# Burning plywood?   Scrap 2 x 4's, 4 x 4's....etc..



## Drifthopper (Aug 20, 2007)

I read some old topics and searched “plywood”  but nothing came up that could answer my question. 

Anyone on here burn large amounts of plywood scraps? 

I have a snowmobiling buddy who runs a pallet and shipping box place, and he lets me pick thru the scraps of wood:  plywood pcs, 2 x 4’s , 4 x 4’s , 4 x 6’s ,,,,,etc…..all basically small stuff, drops from what he cuts and can't use. 

Either someone takes it to burn, or he pays to have it disposed of.   

Its great for camp fires, just wondering about any ill effects from burning it in a wood stove thru the winter. 

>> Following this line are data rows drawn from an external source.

PR #481, opened 2024-07-30
Fixing warnings during building related to nutaudet folder, about unused or uninitialized variables

antonioiuliano2:
Dear all FairShip users,

This commit fixes all nutaudet warnings happening during building the code.

They were about either unused or uninitialized variables: most of the times the warnings were genuine, i.e. the variable was actually "forgotten" in the code and never used. In other instances, however, the object was actually used, even if the variable was not. This happens a lot with TGeoShapes, since we define the variable when we build the shape, but we do not use the variable itself in the code. I fixed these warnings by addind a redundant SetName call after building the shape.

I attach the initial log with the warnings, as provided by @olantwin, for reference. I also attach the new log, without nutaudet warnings.

I will fix the charmdet warnings in another branch, since they are related to a completely different geometry.

Best Regards,
Antonio

[FairShip_Oliver.log](https://github.com/user-attachments/files/16425858/FairShip_Oliver.log)
[fixingnutaudetwarnings_build.log](https://github.com/user-attachments/files/16425870/fixingnutaudetwarnings_build.log)

### DIFF
--- a/nutaudet/NuTauMudet.cxx
+++ b/nutaudet/NuTauMudet.cxx
@@ -504,13 +504,11 @@ void NuTauMudet::ConstructGeometry()
       TGeoVolumeAssembly *volMudetBox = new TGeoVolumeAssembly("volTauNuMudet");
       tTauNuDet->AddNode(volMudetBox, 1, new TGeoTranslation(0,0,fZcenter));
 
-      TGeoBBox *IronLayer = new TGeoBBox("Iron",fXFe/2, fYFe/2, fZFe/2);
+      TGeoBBox *IronLayer = new TGeoBBox("MUDETIRON",fXFe/2, fYFe/2, fZFe/2);
       TGeoVolume *volIron = new TGeoVolume("volIron",IronLayer,Iron);
       volIron->SetLineColor(kGray);
-      IronLayer->SetName("MUDETIRON");
 
-      auto* IronLayer1 = new TGeoBBox("Iron",fXFe/2, fYFe/2, fZFethin/2);
-      IronLayer1->SetName("MUDETIRON1");
+      auto* IronLayer1 = new TGeoBBox("MUDETIRON1",fXFe/2, fYFe/2, fZFethin/2);
       //***********************ADDING EXTERNAL DETAILS TO THE MUON FILTER
 
       //********UPPER COVER***********


nutaudet/Target.cxx
```diff
@@ -352,6 +339,9 @@ void Target::ConstructGeometry()
 	  magField2->SetFieldValue(fField,0,0.);
 	  MagnetVol=gGeoManager->GetVolume("NudetMagnet");
 	}
+    else{
+    MagnetVol = NULL; //initialize to nothing, fixing -Wmaybe-uninitialized warnings
```
olantwin, line 343: Should be initialised directly in line 322.

Please use `nullptr`, `NULL` should not be used in modern code.

nutaudet/Target.cxx
```diff
@@ -398,12 +388,15 @@ void Target::ConstructGeometry()
    volLead->SetTransparency(1);
    volLead->SetLineColor(kGray);
    //volLead->SetField(magField2);
+   volTungsten = NULL; //fixes -Wmaybe-uninitialized warning
```
olantwin, line 391: Maybe better to have a volume `absorber`, which then is either tungsten or lead depending on the config?

Then the other volume is not needed.

nutaudet/Target.cxx
```diff
@@ -650,7 +641,7 @@ Bool_t  Target::ProcessHits(FairVolume* vol)
 
     Int_t motherV[MaxL];
 //   Bool_t EmTop = 0, EmBot = 0, EmCESTop = 0, EmCESBot = 0;
-    Bool_t EmBrick = 0, EmCES = 0, EmTop;
+    Bool_t EmBrick = 0, EmTop;
```
olantwin, line 644: Please don't define multiple things on the same line, this is unreadable.
Also, `Bool_t` should be initialised to `false`, not `0` for readability.

nutaudet/Target.cxx
```diff
@@ -748,7 +732,7 @@ Bool_t  Target::ProcessHits(FairVolume* vol)
 
 void Target::DecodeBrickID(Int_t detID, Int_t &NWall, Int_t &NRow, Int_t &NColumn, Int_t &NPlate, Bool_t &EmCES, Bool_t &EmBrick, Bool_t &EmTop)
 {
-  Bool_t BrickorCES = 0, TopBot = 0;
+  Bool_t BrickorCES = 0;
```
olantwin, line 735: `false`, not `0`

nutaudet/NuTauMudet.cxx
```diff
@@ -511,8 +508,7 @@ void NuTauMudet::ConstructGeometry()
       TGeoVolume *volIron = new TGeoVolume("volIron",IronLayer,Iron);
       volIron->SetLineColor(kGray);
 
-      TGeoBBox *IronLayer1 = new TGeoBBox("Iron",fXFe/2, fYFe/2, fZFethin/2);
-      TGeoVolume *volIron1 = new TGeoVolume("volIron1",IronLayer1,Iron);
+      TGeoBBox *IronLayer1 = new TGeoBBox("Iron",fXFe/2, fYFe/2, fZFethin/2);
```
olantwin, line 511: No need to repeat the class name, `auto*` would make this less verbose

olantwin (changes requested):
First of all, thanks!

Some remarks:
- For unused variables that are needed (e.g. the different shapes/volumes): Please use the [`[[maybe_unused]]`](https://en.cppreference.com/w/cpp/language/attributes/maybe_unused) attribute instead of adding unnecessary statements.
- I don't think we need to make these fixes for the `charmdet` dir, as I believe they are outdated relative to the `muonflux` branch anyway. I would propose removing `charmdet` from the `master` branch instead.

nutaudet/Target.cxx
antonioiuliano2: You are right, thanks!

nutaudet/Target.cxx
antonioiuliano2: Ok, I did not change however the volume names, so we keep the geometry files consistent.

nutaudet/Target.cxx
antonioiuliano2: Ok, done.

nutaudet/NuTauMudet.cxx
antonioiuliano2: Ok! For now I have just done to this line, but I guess it would apply to all of geometry code lines in the future.

nutaudet/Target.cxx
antonioiuliano2: Ok

nutaudet/EmulsionMagnet.cxx
```diff
@@ -513,25 +508,23 @@ void EmulsionMagnet::ConstructGeometry()
       TGeoCombiTrans* combleft = new TGeoCombiTrans(transleft,rot1);
       combleft->SetName("combleft");
       combleft->RegisterYourself();
-      TGeoCompositeShape *cutleft;
+      [[maybe_unused]] 	TGeoCompositeShape *cutleft;
```
olantwin, line 511: single space, why not directly initialise?

olantwin (changes requested):
Nearly perfect.

Could you please also add a line to the change log?

nutaudet/Target.cxx
```diff
@@ -389,27 +376,25 @@ void Target::ConstructGeometry()
   volBrick->SetLineColor(kCyan);
   volBrick->SetTransparency(1);
 
-  TGeoBBox *Lead, *Tungsten; //need to separate the two cases
-  TGeoVolume *volLead, *volTungsten;
+  TGeoBBox *Absorber; //need to separate the two cases
+  TGeoVolume *volAbsorber;
```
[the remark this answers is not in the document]
antonioiuliano2: Ok, I have used the ternary statement with the following syntax:

```
TGeoBBox *Absorber = (fDesign < 4) ? true : false
```

nutaudet/Target.cxx
```diff
@@ -650,7 +633,8 @@ Bool_t  Target::ProcessHits(FairVolume* vol)
 
     Int_t motherV[MaxL];
 //   Bool_t EmTop = 0, EmBot = 0, EmCESTop = 0, EmCESBot = 0;
-    Bool_t EmBrick = 0, EmCES = 0, EmTop;
+    Bool_t EmBrick = false;
+    Bool_t EmTop;
```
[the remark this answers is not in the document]
antonioiuliano2: Not at all, I have added the initialization for EmTop too

nutaudet/Target.cxx
```diff
@@ -375,18 +375,11 @@ void Target::ConstructGeometry()
...
-  }
-  else{
-   Absorber = new TGeoBBox("W", EmulsionX/2, EmulsionY/2, LeadThickness/2);
-   volAbsorber = new TGeoVolume("Tungsten",Absorber,tungsten);
-  }
+  //need to separate the two cases, now with a ternary operator
+  TGeoBBox *Absorber = (fDesign < 4) ? 
+    new TGeoBBox("Pb", EmulsionX/2, EmulsionY/2, LeadThickness/2) : new TGeoBBox("W", EmulsionX/2, EmulsionY/2, LeadThickness/2);
+  TGeoVolume *volAbsorber = (fDesign < 4) ?
+    new TGeoVolume("Lead",Absorber,lead) : new TGeoVolume("Tungsten",Absorber,tungsten);
```
olantwin, line 382: Do we maybe need `[[maybe_unused]]` for these later, or are they both "used" in a way that's visible to the compiler? Please check whether there is a warning.

You could use `auto` here as well, now that the initialisation determines the type in an unambiguous way.

We could probably simplify this further by only changing the material of `volAbsorber` and keeping everything else the same.

olantwin (changes requested):
See comment, everything else looks good to me now.

Before the final merge, you'd have to rebase to deal with the conflict in the CHANGELOG.md.

nutaudet/Target.cxx
olantwin: This is also still outstanding.

nutaudet/Target.cxx
antonioiuliano2: Absorber and volAbsorber are always used, since they are part of the main Target. 
The only difference is the material, if it is lead (originally planned for SHiP) or tungsten (the most updated designs). 
I agree for the `auto` comment

antonioiuliano2:
> See comment, everything else looks good to me now.
> 
> Before the final merge, you'd have to rebase to deal with the conflict in the CHANGELOG.md.

Done, I have do force push afterwards, because git complained about the changed history.

nutaudet/Target.cxx
antonioiuliano2: Sorry, I have changed it.

olantwin:
> Done, I had to force push afterwards, because git complained about the changed history.

In general, you'll have to do a force push after a rebase. Next time, please do it as the last thing, once everything else is resolved, as it makes it harder to review the changes.

This time it's fine though, as there were very few outstanding issues.

nutaudet/NuTauMudet.cxx
```diff
@@ -511,8 +508,7 @@ void NuTauMudet::ConstructGeometry()
       TGeoVolume *volIron = new TGeoVolume("volIron",IronLayer,Iron);
       volIron->SetLineColor(kGray);
 
-      TGeoBBox *IronLayer1 = new TGeoBBox("Iron",fXFe/2, fYFe/2, fZFethin/2);
-      TGeoVolume *volIron1 = new TGeoVolume("volIron1",IronLayer1,Iron);
+      auto* IronLayer1 = new TGeoBBox("Iron",fXFe/2, fYFe/2, fZFethin/2);
```
olantwin, line 511: Is this used anywhere?

nutaudet/Target.cxx
```diff
@@ -388,28 +375,18 @@ void Target::ConstructGeometry()
   TGeoVolume *volBrick = new TGeoVolume("Brick",Brick,air);
   volBrick->SetLineColor(kCyan);
   volBrick->SetTransparency(1);
+  //need to separate the two cases, now with a ternary operator
+  auto *Absorber = new TGeoBBox("Absorber", EmulsionX/2, EmulsionY/2, LeadThickness/2);
+  auto *volAbsorber = (fDesign < 4) ?
+    new TGeoVolume("volAbsorber",Absorber,lead) : new TGeoVolume("volAbsorber",Absorber,tungsten);
```
olantwin, line 381: To avoid repeating the things that are the same:

```suggestion
  auto *volAbsorber = new TGeoVolume("volAbsorber", Absorber, (fDesign < 4) ? lead : tungsten);
```

nutaudet/HPT.cxx
```diff
@@ -232,12 +232,9 @@ void Hpt::ConstructGeometry()
...
         TGeoVolume *volMagRegion=gGeoManager->GetVolume("volMagRegion");
-        TGeoVolume *volTarget =gGeoManager->GetVolume("volTarget");
-        TGeoVolume *tTauNuDet = gGeoManager->GetVolume("tTauNuDet");
+        TGeoVolume *volTarget =gGeoManager->GetVolume("volTarget");        
 
         Double_t DZMagnetizedRegion = ((TGeoBBox*) volMagRegion->GetShape())->GetDZ() *2;
-        Double_t DYMagnetizedRegion = ((TGeoBBox*) volMagRegion->GetShape())->GetDY() *2;
-        Double_t DXMagnetizedRegion = ((TGeoBBox*) volMagRegion->GetShape())->GetDX() *2;
 
         Double_t DZTarget = ((TGeoBBox*) volTarget->GetShape())->GetDZ() *2;
```
olantwin, line 239: Could you fix this C-style cast please?

nutaudet/HPT.cxx
```diff
@@ -232,12 +232,9 @@ void Hpt::ConstructGeometry()
     if (fDesign == 3){
         //Trackers that in design 3 follow the target --------------------------------------------------------------------------------------
         TGeoVolume *volMagRegion=gGeoManager->GetVolume("volMagRegion");
-        TGeoVolume *volTarget =gGeoManager->GetVolume("volTarget");
-        TGeoVolume *tTauNuDet = gGeoManager->GetVolume("tTauNuDet");
+        TGeoVolume *volTarget =gGeoManager->GetVolume("volTarget");        
 
         Double_t DZMagnetizedRegion = ((TGeoBBox*) volMagRegion->GetShape())->GetDZ() *2;
```
olantwin, line 237: Could you fix this C-style cast please?

olantwin (changes requested):
99% perfect ;)

Sorry for being so nitpicky!

nutaudet/NuTauMudet.cxx
olantwin: Turns out it is used in line 573. I would suggest skipping the rename on line 551, which makes it harder to find that use and give it the name you want immediately.
Same for IronLayer.

olantwin:
@antonioiuliano2 Can you give an estimate of when the requested changes can be implemented (or let me know if you disagree with any comments?)

This PR has now been open for 3 months.

nutaudet/HPT.cxx
antonioiuliano2: Sorry, I did not get this comment. 

The cast is required in order to access the GetDX() method being required from the TGeoBBox class, while TGeoVolume::GetShape() returns a generic TGeoShape object:

https://root.cern/doc/master/classTGeoVolume.html#aaf5dc92206d7bc56e7bdb9f84287c2fe

nutaudet/NuTauMudet.cxx
antonioiuliano2: Thank you, I have moved the SetName() lines above.

olantwin: Thanks, but what I meant is, why don't you just `new TGeoBBox("MUDETIRON"...)`? You can just set the name in the constructor.

nutaudet/HPT.cxx
olantwin: C-style casts can easily lead to issues. A cast here is needed, but should be a `static_cast`, which is stricter and easier to search for.

See e.g.:
http://isocpp.github.io/CppCoreGuidelines/CppCoreGuidelines#es49-if-you-must-use-a-cast-use-a-named-cast

olantwin: See also https://github.com/ShipSoft/FairShip/wiki/CPP-guidelines

antonioiuliano2: I confirm that after the rebase the compilation and test simulation worked succesfully. 
I am now going to force push to apply it.

nutaudet/NuTauMudet.cxx
olantwin: This is now the only outstanding issue. Otherwise things look good to be merged.

antonioiuliano2: Ah, I understand now, sorry!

From burning it when camping, it burns right down to a dust, very little ash.  Smokey though,  probably the glue and whatever is there holding it together.

Any input is Appreciated


----------



## jqgs214 (Aug 20, 2007)

I'd shy away from plywood, burning that glue cant be good gor anyone.  As far as 2x4 etc only burn in small doses because lumber is extremely dry and can burn very hot and overfire your stove.  Its great for getting a fire going again though.


----------



## Highbeam (Aug 20, 2007)

My stove and I believe most all of them specify that only cordwood be burnt since the glues can be corrosive and the kiln dried wood makes too much heat. That said, many many people have heated their homes from mill ends which in my area is all of the little end pieces of 2x4s that the mill chops off to make perfect 8 footers. You buy the scraps by the truck load.

Not in my stove.


----------



## wg_bent (Aug 20, 2007)

Well, to give you perspective on over fire, I blew out some fireplace doors when I tossed a rather small piece of plywood on a fire once.  That's what prompted me to start looking at wood stoves... I also learned from that.  Not only is kiln dried lumber something to be careful of, but just the fact that it's pine is something to be careful of.  2x4's have a lot of surface area, combined with how dry they are, combined with the fact that their pine is a recipe for disaster unless you use them mixed with other wood and in small amounts.  

Plywood is something that should never go in a stove, same with many other things like cardboard with lots of glue, cereal boxes (color in the cardboard) old furniture, etc... Those items have chemicals that can cause problems in the stove and chimney, and really foul up a CAT stove.  

I wouldn't pass on some 2x4's but I wouldn't burn them as a single source of heat.  There is one exception...If you have a masonry heater, I think you could burn 2x4's.  I don't own one, and don't have any experience... (Calling Marty)  
A masonry heater can take extreme heats and is designed to burn even hotter than a wood stove.  They burn wide open and fast to transfer lots of heat, but I still wouldn't burn plywood.

I hope this helps.


----------



## keyman512us (Aug 20, 2007)

Drifthopper said:
			
		

> I read some old topics and searched “plywood”  but nothing came up that could answer my question.
> 
> Anyone on here burn large amounts of plywood scraps?
> 
> ...



I would echo the sentiment that burning plywood is ill advised at best...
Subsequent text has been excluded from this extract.